═══ TASK INPUTS ═══

PR #4130, opened 2022-05-19
Avoid dependency on ReferenceQueue internals

anthonyvdotbe:
What happens is:
* `ActiveQueue.Impl::removeSuper` invokes `ReferenceQueue::remove` with argument 0
* `ReferenceQueue::remove` was recently changed: before `remove()` delegated to `remove(0)`, but now the dependency is inverted and it's `remove(0)` that delegates to `remove()` instead
* `ActiveQueue.Impl` overrides `remove` and unconditionally throws `InterruptedException`
* `ActiveQueue.Daemon` [invokes](https://github.com/apache/netbeans/blame/master/platform/openide.util.lookup/src/org/openide/util/lookup/implspi/ActiveQueue.java#L115) `ActiveQueue.Impl::removeSuper` within an infinite loop, [catches](https://github.com/apache/netbeans/blame/master/platform/openide.util.lookup/src/org/openide/util/lookup/implspi/ActiveQueue.java#L134) the `InterruptedException` thrown by `ActiveQueue.Impl::remove`, and then continues the loop. This causes an infinite steam of `InterruptedExceptions` being thrown, which in turn results in constant CPU load

The fix is to invoke the correct overload of `ReferenceQueue::remove`.

Note: the PR as-is will throw an AssertionError in `isReferenceQueueV2` when running NetBeans on Java SE 9, since `Runtime.Version::feature` was only added in Java SE 10. But I assume Java SE 9 is unsupported and didn't want to complicate the code to support this edge case.

### DIFF
--- a/platform/openide.util.lookup/src/org/openide/util/lookup/implspi/ActiveQueue.java
+++ b/platform/openide.util.lookup/src/org/openide/util/lookup/implspi/ActiveQueue.java
@@ -57,17 +57,23 @@ public final class ActiveQueue {
         }
 
         @Override
-        public Reference<Object> remove(long timeout) throws IllegalArgumentException, InterruptedException {
-            throw new InterruptedException();
+        public Reference<? extends Object> remove(long timeout) throws IllegalArgumentException, InterruptedException {
+            if (timeout < 0) {
+                throw new IllegalArgumentException("Negative timeout value");
+            } else if (Thread.currentThread() != Daemon.running) {
+                throw new InterruptedException();
+            }
+
+            return super.remove(timeout);
         }
 
         @Override
-        public Reference<Object> remove() throws InterruptedException {
-            throw new InterruptedException();
-        }
-        
-        final Reference<? extends Object> removeSuper() throws InterruptedException {
-            return super.remove(0);
+        public Reference<? extends Object> remove() throws InterruptedException {
+            if (Thread.currentThread() != Daemon.running) {
+                throw new InterruptedException();
+            }
+
+            return super.remove();
         }
     }
 
@@ -112,7 +118,7 @@ public final class ActiveQueue {
                     if (impl == null) {
                         return;
                     }
-                    Reference<?> ref = impl.removeSuper();
+                    Reference<?> ref = impl.remove();
                     LOGGER.log(Level.FINE, "Got dequeued reference {0}", new Object[] { ref });
                     if (!(ref instanceof Runnable)) {
                         LOGGER.log(Level.WARNING, "A reference not implementing runnable has been added to the Utilities.activeReferenceQueue(): {0}", ref.getClass());
@@ -131,9 +137,8 @@ public final class ActiveQueue {
                         // to allow GC
                         ref = null;
                     }
-                } catch (InterruptedException ex) {
-                    // Can happen during VM shutdown, it seems. Ignore.
-                    continue;
+                } catch (InterruptedException ignored) {
+                    // Can happen during VM shutdown, it seems.
                 }
             }
         }


ebarboni:
I have low expertise on that ask for reviewer. 
Do you have an idea on the cpu load we save correcting this ?
I would add a comment in the code referencing this PR to avoid reverting this later :D

anthonyvdotbe:
> Do you have an idea on the cpu load we save correcting this ?

Basically this bug results in code as follows, so instead of having 1 logical core at 100%, it'll go back to 0%.

```java
while(true) {
    try {
        throw new InterruptedException();
    } catch (InterruptedException ignored) {}
}
```

mbien:
many tests fail on travis even after restart.

anthonyvdotbe:
@mbien AFAICS there's only [1 test](https://github.com/apache/netbeans/blob/master/php/php.editor/test/unit/src/org/netbeans/modules/php/editor/csl/FoldingTest.java#L93) that fails (at line 3727 in the output). Where do you see the many others?
For the failed test: I don't see how the changes in this PR would affect PHP editor folding in any way, even more so as the same test passed in the Windows-based check. Would you mind to retry the checks one more time please?

mbien:
@anthonyvdotbe the PHP check is likely a false positive since it is known to fail, I am more worried about travis.

here you can see the list of jobs of this PR run, everything red has something failed. 
https://app.travis-ci.com/github/apache/netbeans/builds/250864589 

i actually just canceled the sigtests job since it ran for 1.4h which is highly unusual. its usually done in 40mins.

anthonyvdotbe:
Thanks for the guidance @mbien. The updated PR fixes the generic issue, but there's still a couple failing tests.

Is there a better way than what I've done, to check whether NetBeans is running on a JDK of at least version N? I suppose there's a utility method for this somewhere?

matthiasblaesing:
I think we should stay away from the implementation details of the JDK. It _always_ comes back to haunt us. If I read the implementation correctly, the idea is, that only the implementation inside the Lookup API should be able to `remove` from the `ReferenceQueue`. So why not change the guard method (untested!):

```diff
# This patch file was generated by NetBeans IDE
# It uses platform neutral UTF-8 encoding and \n newlines.
--- a/platform/openide.util.lookup/src/org/openide/util/lookup/implspi/ActiveQueue.java
+++ b/platform/openide.util.lookup/src/org/openide/util/lookup/implspi/ActiveQueue.java
@@ -48,6 +48,8 @@
 
     private static final class Impl extends ReferenceQueue<Object> {
         
+        private ThreadLocal<Boolean> accessOk = new ThreadLocal<>();
+
         Impl() {
         }
 
@@ -58,18 +60,31 @@
 
         @Override
         public Reference<Object> remove(long timeout) throws IllegalArgumentException, InterruptedException {
+            if(accessOk.get() != null && accessOk.get()) {
+                return (Reference<Object>) super.remove(timeout);
+            } else {
             throw new InterruptedException();
         }
+        }
 
         @Override
         public Reference<Object> remove() throws InterruptedException {
+            if(accessOk.get() != null && accessOk.get()) {
+                return (Reference<Object>) super.remove();
+            } else {
             throw new InterruptedException();
         }
+        }
         
         final Reference<? extends Object> removeSuper() throws InterruptedException {
-            return super.remove(0);
+            accessOk.set(Boolean.TRUE);
+            try {
+                return super.remove();
+            } finally {
+                accessOk.set(Boolean.FALSE);
         }
     }
+    }
 
     private static final class Daemon extends Thread {
         private static boolean initialized;

```

The permitted callers can come though `removeSuper` and are cleared, while public callers will not get through the `accessOk`check. Another alternative would be to store the thread, that is working the reference queue and reject all calls not from that thread.

platform/openide.util.lookup/src/org/openide/util/lookup/implspi/ActiveQueue.java
```diff
@@ -67,7 +70,26 @@ public Reference<Object> remove() throws InterruptedException {
...
+                        Object version = Runtime.class.getDeclaredMethod("version").invoke(null);
+                        int feature = (int) member.getDeclaredMethod("feature").invoke(version);
+                        return feature >= 19;
+                    } catch(ReflectiveOperationException e) {
+                        throw new AssertionError(e);
+                    }
+                }
+            }
+            return false;
         }
```
mbien, line 93: can you put this into a static final field and add a short comment that the JDK impl changed in 19?

example:

```java
private static final boolean jdk19 = is19();

...
     if (jdk19) {
...
```

this would make it JDK 8 compatible:
```java
    private static boolean is19() {
        // TODO remove reflection post JDK 11 migration
        try {
            Object version = Runtime.class.getDeclaredMethod("version").invoke(null);
            int feature = (int) version.getClass().getDeclaredMethod("feature").invoke(version);
            return feature >= 19;
        } catch (NoSuchMethodException e) {
            return false; // JDK 8
        } catch (ReflectiveOperationException e) {
            throw new AssertionError(e);
        }
    }
```

regarding your question if there is an API for that, unfortunately not. Usually NB only cares about javac versions, which is easier to figure out via the `SourceVersion` class, but we can't do that here, because we patch javac to a recent version via nb-javac no matter what runtime JDK is in use, so it would always return true.

mbien (changes requested):
restarted some jobs and everything is green now, comments inline.

mbien:
> Another alternative would be to store the thread, that is working the reference queue and reject all calls not from that thread.

what would you say to `ReentrantLock`? It has a `isHeldByCurrentThread()` method.

matthiasblaesing:
I coded it with the `ReentrantLock` and looks nearly identically - I have no strong feelings either way as long as it stays an implementation detail and does not leak outside that class.

mbien:
> I coded it with the `ReentrantLock` and looks nearly identically - I have no strong feelings either way as long as it stays an implementation detail and does not leak outside that class.

@matthiasblaesing I would recommend using something which isn't TLS if possible, since dynamic TLS will more and more become an anti pattern in context of virtual threads. If the impl with `ReentrantLock` looks similar, i think we should pick that one - it might even communicate a bit better what is going on there for the reader since `isHeldByCurrentThread()` is fairly descriptive. (ironically the JDK 19 impl change of `ReferenceQueue` is also motivated by VTs)

anthonyvdotbe:
Thanks for the feedback. Since the thread is already stored in a field, I've adopted the following approach:

> Another alternative would be to store the thread, that is working the reference queue and reject all calls not from that thread.

mbien (approved):
good job

ebarboni:
Well nice finding. Just the release build is stuck, infra just started investigation. We can add this PR np for me. I will go from a RC before Voting candidate to be sure release build is ok again.

mbien:
i am going to rebase the commit on top of `delivery` and force push into this PR as discussed with @ebarboni  via mail. We can still decide to not merge but at least it would be prepared.

mbien:
ok i can't do that :( PR branch is set read only.

@anthonyvdotbe could you checkout a fresh `delivery` branch and move the commit to that branch, then force push into this PR? If you need more instructions let us know.

mbien:
@anthonyvdotbe thank you!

═══

• PROBLEM STATEMENT
Please tally the lines of the data in which the string "implementation" appears and write only the total.

• EXERCISE SOLUTION
3